A reader familiar with the Hungarian text may well object to the excerpt above on the grounds that it has been shorn of some of the details that make the original so captivating. One might furthermore object that several details have translated “incorrectly” or “unfaithfully.” In the original text, for instance, the oven door is opened not by the narrator’s mother, but rather by an unspecified “they” (the verb is simply conjugated in the third person plural, and it is not necessary in Hungarian to include a nominative pronoun). Such objections raise questions concerning the nature of translation and the intentions of the translator. In defense of my mistranslations (which are all deliberate, and which have all met with the author’s approval, though I myself do not necessarily consider an author the final authority on a translation), I would hazard the contention that one does not translate a literary text from a source language to a target language. Rather, one translates from a set of discursive practices demarcated in one language as literature to a set of discursive practices demarcated in another language as literature. As a set of conventions, “literature” in English is, not surprisingly, often quite different from “literature” in Hungarian. To mention a relatively simple example, English is comparatively intolerant of adjectives and adverbs. One would rarely be so bold, in English, as to modify a single noun with three adjectives (at least not without ironic comment). This is less true of Hungarian literature, in part, indeed, because Hungarian grammar offers more ways in which to attach modifiers to nouns (grammatically it would not be incorrect to say in Hungarian, “the in 2010 published, not widely read article on Zsuzsa Rakovszky”). The English translator of a work of literature in Hungarian may well be justified in omitting modifiers, for instance, where they would begin to make the text more ponderous to an English reader. Any such decision is highly subjective and highly debatable, but questions of fidelity should be understood as fidelity to the literary norms of the two cultures, not fidelity to the original, which, after all, is a work of fiction. How can one offer an “unfaithful” representation of fiction except as an unfaithful representation of discursive practices?

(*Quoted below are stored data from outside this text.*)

Issue #251, opened 2015-07-01
adding a few simple test cases


ywang007:
Hi, I would like to add a few simple tests for a couple files, namely:
append.py
utils.py

cpcloud:
@ywang007 great! what did you have in mind? do you need help with something in particular?

ywang007:
It's really more for me to get familiar with the github workflow. :)
I've made the change, raising the PR now.

cpcloud:
closed by #252

cpcloud:
@ywang007 useful github tip:

when you write

```
closes #some-issue-number
```
in the main message of the pull request, github will automagically closed the referenced issue number when the PR is merged

ywang007:
@cpcloud , cool. i'll try that next time. thanks.

PR #252, opened 2015-07-01
adding simple test cases

ywang007:
Issue #251: I added a few test cases. Please check and advise if they can be pulled in.

### DIFF
--- a/odo/tests/test_append.py
+++ b/odo/tests/test_append.py
@@ -12,3 +12,16 @@ def test_append_list_to_set():
     s = set([1, 2, 3])
     append(s, [4, 5, 6])
     assert s == set([1, 2, 3, 4, 5, 6])
+
+
+def test_append_set_to_list():
+    s = set([3, 4, 5])
+    l = [1, 2, 3]
+    append(l, s)
+    assert l == [1, 2, 3, 3, 4, 5]
+
+
+def test_append_tuple_to_set():
+    s = set([1, 2, 3])
+    append(s, (3, 4, 5))
+    assert s == set([1, 2, 3, 4, 5])
--- a/odo/tests/test_append.py
+++ b/odo/tests/test_append.py
@@ -18,7 +18,7 @@ def test_append_set_to_list():
     s = set([3, 4, 5])
     lst = [1, 2, 3]
     append(lst, s)
-    assert lst == [1, 2, 3, 3, 4, 5]
+    assert sorted(lst) == [1, 2, 3, 3, 4, 5]
 
 
 def test_append_tuple_to_set():
--- a/odo/tests/test_append.py
+++ b/odo/tests/test_append.py
@@ -16,9 +16,9 @@ def test_append_list_to_set():
 
 def test_append_set_to_list():
     s = set([3, 4, 5])
-    l = [1, 2, 3]
-    append(l, s)
-    assert l == [1, 2, 3, 3, 4, 5]
+    lst = [1, 2, 3]
+    append(lst, s)
+    assert lst == [1, 2, 3, 3, 4, 5]
 
 
 def test_append_tuple_to_set():
--- a/odo/tests/test_utils.py
+++ b/odo/tests/test_utils.py
@@ -6,16 +6,18 @@ def test_ext():
     assert ext('apy') == ''
     assert ext('myfile.csv.gz') == 'gz'
 
+
 def test_iter_except():
-    s = set([1, 2, 3])   
+    s = set([1, 2, 3])
+
     def iterate():
         yield 1
         yield 2
         yield 4
-        
+
     elems = iterate()
     inset = iter_except(lambda: next(elems) in s, StopIteration)
-    assert list(inset) ==[True, True, False]
+    assert list(inset) == [True, True, False]
 
 
 def test_keywords():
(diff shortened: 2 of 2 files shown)


odo/tests/test_utils.py
```diff
@@ -1,7 +1,35 @@
...
+def test_gentemp():
+    i, _, data = next(gentemp([[1, 2], [3, 4]], start=1))
+    assert i==1 and data==[1, 2]
+
+
+def test_records_to_tuples():
+    seq = [{'i':1, 'f':1.0}, {'i':2, 'f':2.0}]
+    l = list(records_to_tuples('var * {i: int, f: float64}', seq))
+    assert l == [(1, 1.0), (2, 2.0)]
+    assert records_to_tuples('var * int', 'dummy') == 'dummy'
```
cpcloud: i didn't realize this was the behavior of `records_to_tuples` for things where the `dshape` doesn't match the type of the second argument. I'd probably expect an error to be raised. Can you put line 34 in a separate test, maybe `test_records_to_tuples_mismatched_input`?

cpcloud:
@ywang007 one minor comment, otherwise looks good!

odo/tests/test_append.py
```diff
@@ -12,3 +12,16 @@ def test_append_list_to_set():
     s = set([1, 2, 3])
     append(s, [4, 5, 6])
     assert s == set([1, 2, 3, 4, 5, 6])
+
+
+def test_append_set_to_list():
+    s = set([3, 4, 5])
+    l = [1, 2, 3]
```
llllllllll: minor bikeshedding comment, on some typefaces `1` and `l` are the same glyph, could we use names like `set_` and `list_` here? Note the suffixing underscore to not shadow the built in names.

odo/tests/test_utils.py
ywang007: I'll make a separate test. however per the comment in function, isn't this falls under the case of "non-record"?
>>> records_to_tuples('var * int', [1, 2, 3])  # pass through on non-records
    [1, 2, 3]

cpcloud: good point. i didn't actually look at the function, i was commenting as someone who didn't know exactly how it worked

odo/tests/test_append.py
cpcloud: i'd be okay with changing `l` -> `lst`

odo/tests/test_utils.py
```diff
@@ -1,7 +1,35 @@
...
+    assert list(inset) ==[True, True, False]
+
+
+def test_keywords():
+    assert keywords(keywords) == ["func"]
+
+
+def test_gentemp():
+    i, _, data = next(gentemp([[1, 2], [3, 4]], start=1))
+    assert i==1 and data==[1, 2]
```
llllllllll: can we put spaces around these binary operators?

odo/tests/test_utils.py
```diff
@@ -1,7 +1,35 @@
...
+def test_iter_except():
+    s = set([1, 2, 3])   
+    def iterate():
+        yield 1
+        yield 2
+        yield 4
+        
+    elems = iterate()
+    inset = iter_except(lambda: next(elems) in s, StopIteration)
+    assert list(inset) ==[True, True, False]
```
cpcloud: small nitpick: space after the `==` and before the `[`

odo/tests/test_utils.py
```diff
@@ -1,7 +1,35 @@
...
+    assert keywords(keywords) == ["func"]
+
+
+def test_gentemp():
+    i, _, data = next(gentemp([[1, 2], [3, 4]], start=1))
+    assert i==1 and data==[1, 2]
+
+
+def test_records_to_tuples():
+    seq = [{'i':1, 'f':1.0}, {'i':2, 'f':2.0}]
```
cpcloud: generally, we tend to put spaces after `:`

odo/tests/test_utils.py
ywang007: sure, i should have pep8 it. :)

odo/tests/test_utils.py
ywang007: will do.

cpcloud:
i find the the [autopep8](https://github.com/wistful/SublimeAutoPEP8) sublime text plugin useful as it lets me format single lines which is great for avoiding the urge to autopep8 the whole file.

cpcloud:
there's probably something similar for vim and emacs

llllllllll:
for emacs I use flycheck which will run flake8 over my python-mode buffers

ywang007:
uh, @cpcloud , i've made the changes per comments and pushed to my fork, a bit confused about what to do next, should i raise another PR? if so what should I do with this one? thanks.

cpcloud:
@ywang007 nope, no need to make another PR! just keep pushing to your fork, the commits show up as you push them

cpcloud:
@llllllllll any more comments before merge?

odo/tests/test_append.py
```diff
@@ -12,3 +12,16 @@ def test_append_list_to_set():
     s = set([1, 2, 3])
     append(s, [4, 5, 6])
     assert s == set([1, 2, 3, 4, 5, 6])
+
+
+def test_append_set_to_list():
+    s = set([3, 4, 5])
+    lst = [1, 2, 3]
+    append(lst, s)
+    assert lst == [1, 2, 3, 3, 4, 5]
```
cpcloud: do we know that this will always be

```python
[1, 2, 3, 3, 4, 5]
```
?

Could it ever end up being 

```python
[1, 2, 3, 4, 3, 5]
```
?

I think a test like this will be immune to this problem:

```python
s = set([3, 4, 5])
lst = [1, 2, 3]
newlist = lst[:]
append(lst, s)
newlist.extend(s)
assert lst == newlist
```

llllllllll:
No more comments from me, other than your comment on the set order it looks good

odo/tests/test_append.py
ywang007: Hmmm, for a set of int, since the hash() is just going to take int value, and we are not resizing the set here, so it seems the order will hold -- except when the implementation for set hash change?

so to be immune of that, how about:

s = set([3, 4, 5])
lst = [1, 2, 3]
append(lst, s)
assert sorted(lst) == [1, 2, 3, 3, 4, 5]

cpcloud: That's fine

ywang007: Done.

cpcloud:
@ywang007 looks good! merging

Issue #265, opened 2015-07-18
"Simulation mode" to show conversion paths in odo


octophat:
When writing new backends and debugging them, it would be useful if there was an option I could specify to the odo function that would "simulate" a conversion by printing out (or returning in a list) the function path it would take from source to destination without actually doing the conversion.

This could help discover issues without having to attempt to move data, and also shed light on potentially awkward paths odo may be taking to convert through the networkx graph to the target data type, allowing for more direct shortcuts to be taken. If nothing else, it could throw the curtain back on some of the magic going on behind the scenes and make the process more understandable.

I've wished this existed enough lately that I very well may just implement it, but welcome any thoughts on how it should be structured, how it should deal with append vs. convert (i.e. MultipleDispatch vs. networkx and cases where both are used), if the output should be printed/visualized/returned in a Python structure, etc.

mrocklin:
You might want to look at `odo.convert.path` (alias of `odo.core.path`, which holds the docstring) and `odo.append.resolve`, which together handle most of the internal path finding.  I'm not sure of the best way to present this information to the user but agree with you that this would be valuable.

octophat:
In the short term, I'm building this with print statements. In the long term, I don't think dumping a bunch of information via `print` is a good way for a widely-used functional package like this to behave, so I'm thinking of building a Simulation object that would be returned to the user from the odo function rather than the data object usually created, which would contain both an __str__ depiction that is useful if the user just wants printed information, as well as structured information about `append` and `convert` paths that would be useful for more automated testing or analysis about the paths odo takes.

As a first step though, I'm going with print statements just to make it work and understand what elements of the path are potentially useful and how they should be presented.

octophat:
First draft of simulation prints [here](https://github.com/octophat/odo/commit/bd814742a534179715ef9109e67ab0e38f810f08). Will try to organize that better in an object with a prettier print representation.

octophat:
I've gotten more experience with test-driven development lately that has me wanting to pick this up again. odo seems a bit difficult to use in a TDD framework because it does quite a bit of magic behind the scenes.

One typical testing pattern when developing a new backend would be to create a function that does a conversion or append, testing it in isolation outside of odo. Then the integration with odo can be tested by registering that function, calling odo, and verifying that the newly registered function was called with the expected arguments, using a mock for the new function so you can inspect it and not have it run.

[...]

PR #267, opened 2015-07-21
Simulation mode added to odo/into

octophat:
This change adds a simulate parameter to the into functions, which default to False, and are passed down implicitly from the odo function's kwargs. This should be useful when adding new backends, debugging problems, or optimizing conversion paths, to both enable path information to be returned in a usable format, and to provide a means for testing without having to actually initiate data conversions.

When simulate=True, instead of executing the functions returned by append and convert and returning the resulting data object, odo will create a new Path object, populate it with information about the conversion path(s) returned by append and convert, and return the Path.

This object can be printed for a human-readable string representation of the types, functions, and code that will be involved in the conversion, or a process can reference the information in the Path object's attributes.


octophat:
This addresses and resolves #265.

mrocklin:
Cool.  My first impression is that this adds a lot of code into what was previously a pretty small file/function that just dispatched off to more complex functions.  I wonder if there is a way to separate this simulation work out from `into.py` and into another file.  Similarly I wonder if we could pull out the code currently in the `into` functions to some separate `simulate` function, perhaps adding a small call to `into` to dispatch to that function as appropriate.  This helps by releasing future developers who aren't interested in simulate from having to sift through it to understand `into`.

octophat:
That's fair, let me see if I can split this off into a separate simulate.py.

On the Travis errors, I can fix the importlib error in 2.6, but the dask and bcolz errors seem unrelated to my changes... am I right?

octophat:
I think the last two commits keep `into.py` clean and get the simulation option working under Python 2 and 3. Let me know if there are any other changes to the functionality or style you would like.

octophat:
@cpcloud, I thought a little last night about having the simulation functionality implemented in a separate function (`odo.simulate()`) vs. as a parameter in the existing odo function (`odo.odo(simulate=True)`). I think that would require us to duplicate all the same multiple dispatch logic in into.py, to parse out the different types of inputs that the function could receive. It seems better to have it as a parameter to `odo.into` (and by extension, `odo.odo`) to piggyback off the existing logic. I think @mrocklin's concerns about cluttering up into.py should be OK now with the logic moved into simulate.py and the Path object.

I'm fine with changing the structure of the Path object or how it's represented, but it seems like invoking this through the `simulate=True` parameter causes the least duplication of code.

cpcloud:
@octophat taking a look at this now

octophat:
Apologies for not coming back to this sooner - I've been working on a different project unrelated to odo lately, but I have some time around the holidays now to come back to this a little wiser. :)

I'm going to withdraw this pull request for now as I want to take a fresh look at it, looking at the broader applicability of how odo can work in testing environments where you don't want to actually run conversions but need to verify that odo will take a specific path or run a given function. I think this is needed more than ever, but there'll be a better way to do it than the code I had here. I'll capture my thoughts in #265 and welcome any feedback.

But this raises a further question, one more essential to the task of the translator. Why would one bother to translate anyway, especially into English? The fact that a work of literature in a language other than English has been successful among native speakers does not necessarily mean that it is of any significance or interest to English-language readers. There is an overwhelming overabundance of literature in English. Why should one bother to translate something from Hungarian when literature is being written in English in innumerable countries across the globe anyway? In my admittedly tentative view, the only literary text worth translating into English is the literary text that presents a challenge to the prevailing discursive practices regarded as “literature” among English-speaking readers. At least in the context of contemporary British and American literature, A kígyó árnyéka does. Precisely through its wealth of detail and the unhesitant use of style as a vehicle for story, Rakovszky’s novel offers something unusual (almost unfamiliar) at the moment to the British or American reader: storytelling. Bogged down for so long in the conventions of Realism, the goal of which was the total absence of artifice, English and American literature since the 1960s seems to have become equally bogged down in the postmodern recognition that all literature is nothing but artifice. One doesn’t have to disagree with this in order to find it gradually less interesting as a subject. Rakovszky offers a refreshing return to literature not as a parade of various possible styles, but rather as a single style executed (at least within the parameters of that style) with such unfailing precision that one quickly forgets (perhaps is tricked into forgetting) that one is reading style and finds oneself immersed in the pleasures of reading a story.